Saved entries
######

PR #2087, opened 2022-01-02
Knock door rewrite

Alberth289346:
Moving code into the KnockDoor class instead of having it in a number of functions.
As such, this also functions as a sort-of (simple) example for the path I have in mind.

Adding the 'humanoid' parameter to the actions should be doable after #2086 . Obviously it should go into the base class eventually.

While this action works, I currently don't know if all the other actions can be converted.

The 'start' callback can quite easily be removed after merge of #2084 .
The 'tick' callback should be removable too, since the humanoid acts as entry point for the timer of the animation.

### DIFF
--- a/CorsixTH/Lua/humanoid_actions/knock_door.lua
+++ b/CorsixTH/Lua/humanoid_actions/knock_door.lua
@@ -26,41 +26,70 @@ local KnockDoorAction = _G["KnockDoorAction"]
 --! Constructor for knocking on the door action.
 --!param door (Object) Door to knock on.
 --!param direction (string) Direction of facing.
-function KnockDoorAction:KnockDoorAction(door, direction)
+function KnockDoorAction:KnockDoorAction(humanoid, door, direction)
+  assert(class.is(humanoid, Humanoid), "Invalid value for parameter 'humanoid'")
   assert(class.is(door, Door), "Invalid value for parameter 'door'")
   assert(direction == "north" or direction == "south" or
       direction == "east" or direction == "west",
       "Invalid value for parameter 'direction'")
 
   self:HumanoidAction("knock_door")
+  self.humanoid = humanoid
   self.door = door -- Door to knock on.
   self.direction = direction -- Direction of facing.
+  self.state = nil -- Next step in the animation.
+end
+
+function KnockDoorAction:start()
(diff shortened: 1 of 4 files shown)


CorsixTH/Lua/humanoid_actions/knock_door.lua
```diff
@@ -26,41 +26,70 @@ local KnockDoorAction = _G["KnockDoorAction"]
...
+    local direction = self.direction
+    local anims = self.humanoid.door_anims
+    local door = self.door
+    self.must_happen = true
+    local anim = anims.knock_north
+    local flag_mirror = (direction == "west" or direction == "south") and 1 or 0
+    if direction == "east" or direction == "south" then
+      anim = anims.knock_east
+    end
+    self.humanoid:setAnimation(anim, flag_mirror)
```
TheCycoONE, line 71: Save compat issues I think. self.humanoid wasn't defined in the old action.

Alberth289346: Ah yes indeed, look for `KnockDoorAction` instances in all action queues of humanoids, and add `action.humanoid`

CorsixTH/Lua/humanoid_actions/knock_door.lua
```diff
@@ -26,41 +26,70 @@ local KnockDoorAction = _G["KnockDoorAction"]
...
+    return
   end
-  humanoid:setAnimation(anim, flag_mirror)
-  humanoid:setTilePositionSpeed(humanoid.tile_x, humanoid.tile_y)
-  humanoid:setTimer(humanoid.world:getAnimLength(anim), action_knock_door_tick)
-  humanoid.user_of = door
-  door:setUser(humanoid)
-  door.th:makeVisible()
+
+  error("Illegal state " .. tostring(self.state) .. " in KnockDoorAction:update")
```
lewri, line 92: Illegal state eh?

CorsixTH/Lua/humanoid_actions/knock_door.lua
Alberth289346: rebased the branch and fixed the issue by adding a 3rd commit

######

→ Task to complete
Take the lines above from the one containing "As such, this" down to the one containing "Adding the 'humanoid'", and transcribe them exactly, both ends included.

→ Answer area
As such, this also functions as a sort-of (simple) example for the path I have in mind.

Adding the 'humanoid' parameter to the actions should be doable after #2086 . Obviously it should go into the base class eventually.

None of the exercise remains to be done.